Task inputs:
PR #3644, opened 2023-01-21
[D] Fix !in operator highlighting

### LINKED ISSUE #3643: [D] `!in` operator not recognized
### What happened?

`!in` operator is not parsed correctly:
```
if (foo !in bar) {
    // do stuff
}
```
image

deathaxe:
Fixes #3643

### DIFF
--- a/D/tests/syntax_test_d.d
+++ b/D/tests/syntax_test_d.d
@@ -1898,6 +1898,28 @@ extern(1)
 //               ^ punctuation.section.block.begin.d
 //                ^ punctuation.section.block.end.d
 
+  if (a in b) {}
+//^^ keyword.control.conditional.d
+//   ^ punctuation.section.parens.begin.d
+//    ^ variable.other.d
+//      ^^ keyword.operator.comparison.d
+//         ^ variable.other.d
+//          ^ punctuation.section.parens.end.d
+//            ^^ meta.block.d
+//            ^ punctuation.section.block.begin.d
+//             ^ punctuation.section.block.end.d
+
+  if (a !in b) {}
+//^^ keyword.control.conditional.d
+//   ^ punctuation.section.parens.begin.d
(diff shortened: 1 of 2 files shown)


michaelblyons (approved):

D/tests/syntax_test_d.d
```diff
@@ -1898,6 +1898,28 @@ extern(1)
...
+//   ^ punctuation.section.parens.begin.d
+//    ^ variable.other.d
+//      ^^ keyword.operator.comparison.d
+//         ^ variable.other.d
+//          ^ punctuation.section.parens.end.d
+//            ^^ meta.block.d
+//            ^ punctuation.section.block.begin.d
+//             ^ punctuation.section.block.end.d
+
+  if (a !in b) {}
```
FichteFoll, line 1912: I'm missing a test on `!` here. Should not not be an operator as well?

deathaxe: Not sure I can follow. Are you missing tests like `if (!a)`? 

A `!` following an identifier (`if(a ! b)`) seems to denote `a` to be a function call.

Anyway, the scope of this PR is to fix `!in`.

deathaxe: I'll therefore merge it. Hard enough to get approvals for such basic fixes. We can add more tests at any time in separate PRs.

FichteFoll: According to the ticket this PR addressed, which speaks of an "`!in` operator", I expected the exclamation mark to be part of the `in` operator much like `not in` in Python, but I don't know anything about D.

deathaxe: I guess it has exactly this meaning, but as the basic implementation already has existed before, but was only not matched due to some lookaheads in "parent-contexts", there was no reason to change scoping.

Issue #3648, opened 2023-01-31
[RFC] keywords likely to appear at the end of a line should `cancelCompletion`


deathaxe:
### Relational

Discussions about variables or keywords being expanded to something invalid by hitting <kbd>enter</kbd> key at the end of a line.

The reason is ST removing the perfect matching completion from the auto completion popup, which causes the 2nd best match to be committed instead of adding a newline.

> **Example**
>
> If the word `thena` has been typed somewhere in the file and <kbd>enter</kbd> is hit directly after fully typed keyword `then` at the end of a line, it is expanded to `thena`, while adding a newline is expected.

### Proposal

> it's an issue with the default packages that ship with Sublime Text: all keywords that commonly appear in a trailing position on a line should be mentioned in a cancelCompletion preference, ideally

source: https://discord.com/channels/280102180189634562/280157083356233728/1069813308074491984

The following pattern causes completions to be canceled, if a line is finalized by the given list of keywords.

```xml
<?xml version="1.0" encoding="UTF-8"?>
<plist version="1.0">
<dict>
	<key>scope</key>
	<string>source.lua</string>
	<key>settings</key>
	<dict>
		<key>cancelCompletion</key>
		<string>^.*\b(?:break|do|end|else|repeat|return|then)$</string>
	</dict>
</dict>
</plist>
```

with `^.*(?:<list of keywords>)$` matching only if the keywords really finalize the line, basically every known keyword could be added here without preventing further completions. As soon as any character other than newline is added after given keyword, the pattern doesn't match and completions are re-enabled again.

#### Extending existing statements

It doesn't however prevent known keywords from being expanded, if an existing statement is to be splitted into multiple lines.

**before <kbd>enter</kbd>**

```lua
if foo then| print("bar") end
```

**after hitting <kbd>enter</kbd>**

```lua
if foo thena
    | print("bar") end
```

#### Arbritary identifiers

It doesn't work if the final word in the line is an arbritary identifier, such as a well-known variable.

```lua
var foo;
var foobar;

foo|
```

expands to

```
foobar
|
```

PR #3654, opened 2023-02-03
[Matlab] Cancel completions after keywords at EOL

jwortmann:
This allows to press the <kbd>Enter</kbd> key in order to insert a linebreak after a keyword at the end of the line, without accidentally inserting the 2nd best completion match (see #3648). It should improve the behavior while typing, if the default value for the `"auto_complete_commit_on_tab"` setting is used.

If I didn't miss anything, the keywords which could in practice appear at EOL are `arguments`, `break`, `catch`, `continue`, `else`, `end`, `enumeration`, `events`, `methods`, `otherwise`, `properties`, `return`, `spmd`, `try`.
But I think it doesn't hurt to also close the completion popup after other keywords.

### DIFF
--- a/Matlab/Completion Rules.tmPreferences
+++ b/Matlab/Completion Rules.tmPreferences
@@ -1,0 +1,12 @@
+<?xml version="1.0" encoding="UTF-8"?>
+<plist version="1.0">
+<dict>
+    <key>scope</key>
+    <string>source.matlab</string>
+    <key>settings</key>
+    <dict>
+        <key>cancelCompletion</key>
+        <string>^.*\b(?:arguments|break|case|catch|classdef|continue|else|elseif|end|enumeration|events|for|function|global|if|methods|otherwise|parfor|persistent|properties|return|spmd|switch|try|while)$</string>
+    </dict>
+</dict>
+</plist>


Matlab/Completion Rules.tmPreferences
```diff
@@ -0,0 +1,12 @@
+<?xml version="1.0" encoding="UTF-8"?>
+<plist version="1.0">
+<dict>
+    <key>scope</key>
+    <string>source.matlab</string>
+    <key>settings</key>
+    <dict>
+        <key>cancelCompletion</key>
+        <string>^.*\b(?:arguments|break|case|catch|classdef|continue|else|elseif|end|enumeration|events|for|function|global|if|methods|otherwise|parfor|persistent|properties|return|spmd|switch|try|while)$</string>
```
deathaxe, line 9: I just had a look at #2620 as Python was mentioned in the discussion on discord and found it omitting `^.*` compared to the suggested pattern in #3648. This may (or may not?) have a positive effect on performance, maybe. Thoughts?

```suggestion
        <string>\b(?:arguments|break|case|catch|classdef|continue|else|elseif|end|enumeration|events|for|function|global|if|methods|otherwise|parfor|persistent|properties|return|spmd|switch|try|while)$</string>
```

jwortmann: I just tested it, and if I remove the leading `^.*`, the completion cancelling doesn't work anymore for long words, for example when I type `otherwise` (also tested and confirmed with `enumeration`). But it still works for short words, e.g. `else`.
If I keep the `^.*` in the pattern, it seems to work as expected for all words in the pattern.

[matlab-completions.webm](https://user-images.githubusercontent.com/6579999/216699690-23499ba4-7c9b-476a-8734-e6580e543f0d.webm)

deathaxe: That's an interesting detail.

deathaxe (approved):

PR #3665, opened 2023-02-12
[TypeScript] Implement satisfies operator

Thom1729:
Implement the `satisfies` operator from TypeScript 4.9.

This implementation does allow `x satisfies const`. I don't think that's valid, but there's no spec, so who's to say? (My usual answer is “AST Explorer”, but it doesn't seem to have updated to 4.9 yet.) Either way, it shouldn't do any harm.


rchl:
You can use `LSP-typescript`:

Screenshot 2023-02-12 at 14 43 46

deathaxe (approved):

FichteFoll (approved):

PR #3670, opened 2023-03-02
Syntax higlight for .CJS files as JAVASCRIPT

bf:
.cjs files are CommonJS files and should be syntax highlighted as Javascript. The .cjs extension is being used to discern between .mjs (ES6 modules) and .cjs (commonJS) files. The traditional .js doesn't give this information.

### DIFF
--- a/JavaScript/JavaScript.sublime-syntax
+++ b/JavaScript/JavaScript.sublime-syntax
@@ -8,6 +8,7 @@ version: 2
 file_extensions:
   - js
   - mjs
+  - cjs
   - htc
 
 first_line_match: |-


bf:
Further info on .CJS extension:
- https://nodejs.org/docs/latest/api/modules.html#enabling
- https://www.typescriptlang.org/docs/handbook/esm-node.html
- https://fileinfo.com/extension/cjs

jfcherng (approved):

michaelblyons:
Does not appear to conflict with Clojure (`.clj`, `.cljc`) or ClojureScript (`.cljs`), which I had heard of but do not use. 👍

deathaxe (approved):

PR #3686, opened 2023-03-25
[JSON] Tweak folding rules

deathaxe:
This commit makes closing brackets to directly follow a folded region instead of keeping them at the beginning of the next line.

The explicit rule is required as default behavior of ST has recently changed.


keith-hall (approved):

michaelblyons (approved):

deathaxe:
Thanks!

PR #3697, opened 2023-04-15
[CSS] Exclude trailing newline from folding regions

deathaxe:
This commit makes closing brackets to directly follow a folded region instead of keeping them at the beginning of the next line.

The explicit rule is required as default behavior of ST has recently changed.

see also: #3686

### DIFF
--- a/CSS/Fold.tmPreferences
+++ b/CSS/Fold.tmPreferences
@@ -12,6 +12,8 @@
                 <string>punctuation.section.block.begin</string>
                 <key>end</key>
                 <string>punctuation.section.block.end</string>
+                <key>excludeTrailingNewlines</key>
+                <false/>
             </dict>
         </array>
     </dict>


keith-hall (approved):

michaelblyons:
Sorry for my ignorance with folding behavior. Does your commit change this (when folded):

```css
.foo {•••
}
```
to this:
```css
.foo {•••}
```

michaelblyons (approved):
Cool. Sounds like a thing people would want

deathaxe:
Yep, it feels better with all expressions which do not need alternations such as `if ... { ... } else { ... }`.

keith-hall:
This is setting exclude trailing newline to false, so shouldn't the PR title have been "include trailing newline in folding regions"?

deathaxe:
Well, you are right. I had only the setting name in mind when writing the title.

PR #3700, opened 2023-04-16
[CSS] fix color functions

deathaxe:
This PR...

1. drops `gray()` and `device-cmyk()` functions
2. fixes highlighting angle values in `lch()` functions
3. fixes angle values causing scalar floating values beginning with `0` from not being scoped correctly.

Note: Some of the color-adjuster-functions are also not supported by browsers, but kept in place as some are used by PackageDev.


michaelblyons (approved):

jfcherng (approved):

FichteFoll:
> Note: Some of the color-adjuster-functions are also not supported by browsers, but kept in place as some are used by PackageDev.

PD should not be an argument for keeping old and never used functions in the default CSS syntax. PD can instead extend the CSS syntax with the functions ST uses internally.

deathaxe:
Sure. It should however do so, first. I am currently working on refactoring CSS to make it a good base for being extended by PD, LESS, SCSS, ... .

Problem description: Every line of the data that includes the word "about" should be copied.

Task result:
FichteFoll: According to the ticket this PR addressed, which speaks of an "`!in` operator", I expected the exclamation mark to be part of the `in` operator much like `not in` in Python, but I don't know anything about D.
Discussions about variables or keywords being expanded to something invalid by hitting <kbd>enter</kbd> key at the end of a line.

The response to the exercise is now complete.